Their implied description of the moral life is gentle, fair and grounded. But it is all lower case. So far, at least, it might not satisfy those who want their morality to be awesome, formidable, transcendent or great.
It's an interesting argument. I see this skewed focus frequently with religious people. They often tend to want to focus on the nice, nondescript aspects of their religion where God is behaving well, not killing children or drowning the world or enacting all sorts of vengeance. But most versions of God have some sort of edge to them. All versions of God are powerful beings, after all. They wouldn't remain powerful without doing certain things to cultivate that power, including being awesome, formidable, transcendent, and great. If we think that godliness is a virtue, then it would also be a virtue for us to cultivate power and try to become more awesome, formidable, transcendent, and great. And you don't necessarily get to be that powerful by rolling over and being "nice" in every situation.

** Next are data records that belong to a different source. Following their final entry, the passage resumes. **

PR #850, opened 2024-05-08
feat: WithMonitoredResourceAttributes and WithMonitoredResourceDescription

bhshkh:
Context: https://github.com/googleapis/google-cloud-go/pull/10046

I'm working on exporting Bigtable client metrics to Google Cloud Monitoring.
I have tried using the exporter in its current form:

CBT client side metrics
In step 15 in the above diagram, the monitored resource in CreateServiceTimeSeries request has 2 fields:
1. **Type**: OpenTelemetry resource with attributes gets created in step 5. The exporter uses the “cloud.platform” resource attribute value to determine the monitored resource type. Complete logic can be seen [here](https://github.com/GoogleCloudPlatform/opentelemetry-operations-go/blob/fda999eac0b4566cd4d32e1792318b7eb41d456d/internal/resourcemapping/resourcemapping.go#L188-L200). 
**Problem 1**: The CBT client side metrics need to be written to ‘bigtable_client_raw’ monitored resource type but the exporter does not allow writing to resource types other than the ones mentioned [here](https://github.com/GoogleCloudPlatform/opentelemetry-operations-go/blob/fda999eac0b4566cd4d32e1792318b7eb41d456d/internal/resourcemapping/resourcemapping.go#L66) 
2. **Labels**: OpenTelemetry resource with attributes gets created in step 5. The exporter adds these resource attributes as labels to the monitored resource. The ‘bigtable_client_raw’ monitored resource needs to written with labels: project, instance, table, cluster and zone
**Problem 2**: Only project and instance values are known at step 5 point in time. Table is not known until data operation such as ReadRows is invoked. 
A Bigtable instance is a container for user's data. Instances have one or more clusters, located in different zones. When library sends requests to a Bigtable instance, those requests are handled by one of the clusters in the instance. The cluster is not known while sending the request. Cluster and zone need to be read from response headers of data operation. Thus, the existing metric exporter cannot add these labels to the monitored resource.

To resolve problem 1, solution similar to https://github.com/GoogleCloudPlatform/opentelemetry-operations-java/pull/346 is being included in this PR.

How to include  monitored resource labels?
1. While recording the metrics, add the required labels to the metrics
2. Exporter will use the function provided in the `WithMonitoredResourceAttributes` to extract the resource labels from the metric labels and add them to monitored resource. Example usage:

https://github.com/bhshkh/google-cloud-go/blob/bc1d79ae1a71a774b96ab94b875b8a29c0046501/bigtable/metric_monitoring_exporter.go#L72-L75


exporter/metric/option.go
```diff
@@ -43,10 +44,20 @@ type options struct {
...
+	monitoredResourceCreator func(*metricdata.ResourceMetrics) (*monitoredrespb.MonitoredResource, error)
+
 	// resourceAttributeFilter determinies which resource attributes to
 	// add to metrics as metric labels. By default, it adds service.name,
 	// service.namespace, and service.instance.id.
 	resourceAttributeFilter attribute.Filter
+
+	// metricAttributesFilter determinies which metric attributes to
+	// add to metrics as metric labels
+	metricAttributesFilter attribute.Filter
```
dashpole, line 59: You shouldn't need this config in the exporter.  Use https://pkg.go.dev/go.opentelemetry.io/otel/sdk/metric#WithView to pass views to the metrics SDK, which allow filtering attributes on metrics.

dashpole:
cc @psx95

psx95:
> cc @psx95

This looks similar to the recent request we had for the Java exporter, I will take a look into this PR.

psx95:
A similar change to the Java exporter was just approved and merged in https://github.com/GoogleCloudPlatform/opentelemetry-operations-java/pull/346. We would likely want to follow similar logic here.

exporter/metric/option.go
bhshkh: with views, the metric attributes do not reach the exporter at all. The attributes need to reach the exporter. Then, the exporter can add them to resource

bhshkh:
> Similar functionality has been added in #854.

The functionality added in https://github.com/GoogleCloudPlatform/opentelemetry-operations-go/pull/854 solves only one of the issues this PR was trying to address

Hey

When using github.com/GoogleCloudPlatform/opentelemetry-operations-go, user needs to define a resource with attributes and then these attributes get added to monitored resource label while exporting to GCM

For e.g.

```

// create the exporter with the Monitored Resource Description
exporter, err := mexporter.New(mexporter.WithProjectID(os.Getenv("GOOGLE_PROJECT_ID")), mexporter.WithMonitoredResourceDescription("dataflow_job", []string{"job_name", "project_id", "region"}))
    if err != nil {
        log.Fatalf("Failed to create exporter: %v", err)
    }

...

// Make sure the OTel resource has the `gcp.resoure_type` along with the required labels configured.
 res, err := resource.New(
        ctx,
        // Use the GCP resource detector to detect information about the GCP platform
        resource.WithDetectors(gcp.NewDetector()),
        // Keep the default detectors
        resource.WithTelemetrySDK(),
        // Add attributes from environment variables
        resource.WithFromEnv(),
        // Add your own custom attributes to identify your application
        resource.WithAttributes(
            semconv.ServiceNameKey.String("example-application"),
            attribute.KeyValue{Key: "gcp.resource_type", Value: attribute.StringValue("dataflow_job")},
            attribute.KeyValue{Key: "job_name", Value: attribute.StringValue("some-job")},
            attribute.KeyValue{Key: "region", Value: attribute.StringValue("us1")},
        ),
    )

// Construct the exporter using the above config
provider := sdkmetric.NewMeterProvider(
        sdkmetric.WithReader(sdkmetric.NewPeriodicReader(exporter)),
        sdkmetric.WithResource(res),
    )
```

Here, the attributes "job_name", "region", etc would get added as monitored resource labels in CreateServiceTimeSeries requests.

This setup works well for users when all the resource attributes are known before setting up the meter provider or while creating the resource. 

But in Bigtable, a monitored resource needs labels cluster, instance, project_id, label and zone. Out of these attributes, cluster and zone are not known when the meter provider is created i.e. it is unknown while client creation. 
The values for these labels are returned by Bigtable service in each RPC response header/trailer. Thus, these can be different per RPC.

I find it really disingenuous for people to focus on the "nice" side of morality without giving any consideration to the obvious ying to the yang (unless it really is true that all conservative people are godless and going to hell). As a religious person myself, I sometimes have people get on my case about some of the more aggressive, competitive, and antisocial things that I do, claiming that they are not consistent with my religion. I am not necessarily humble the way they expect the religious to be humble (but which is better, to lie to yourself in order to be humble, or to honestly acknowledge both your strengths and your weaknesses?). I can be ruthless and I don't often doubt myself. There are things about me that seem a little too dark and edgy to be the Mormon/Christian I profess to be. But the Christian God can be ruthless too. The Christian God can be all the things that I am, given the right context. I just feel like I am coming at godliness from the opposite end that most people do -- that the cultivating power side of things happens to be my area of expertise and that I need to practice and work at the love side of things. And for other people maybe it is vice versa, but that we'll all eventually meet at our goal in the middle.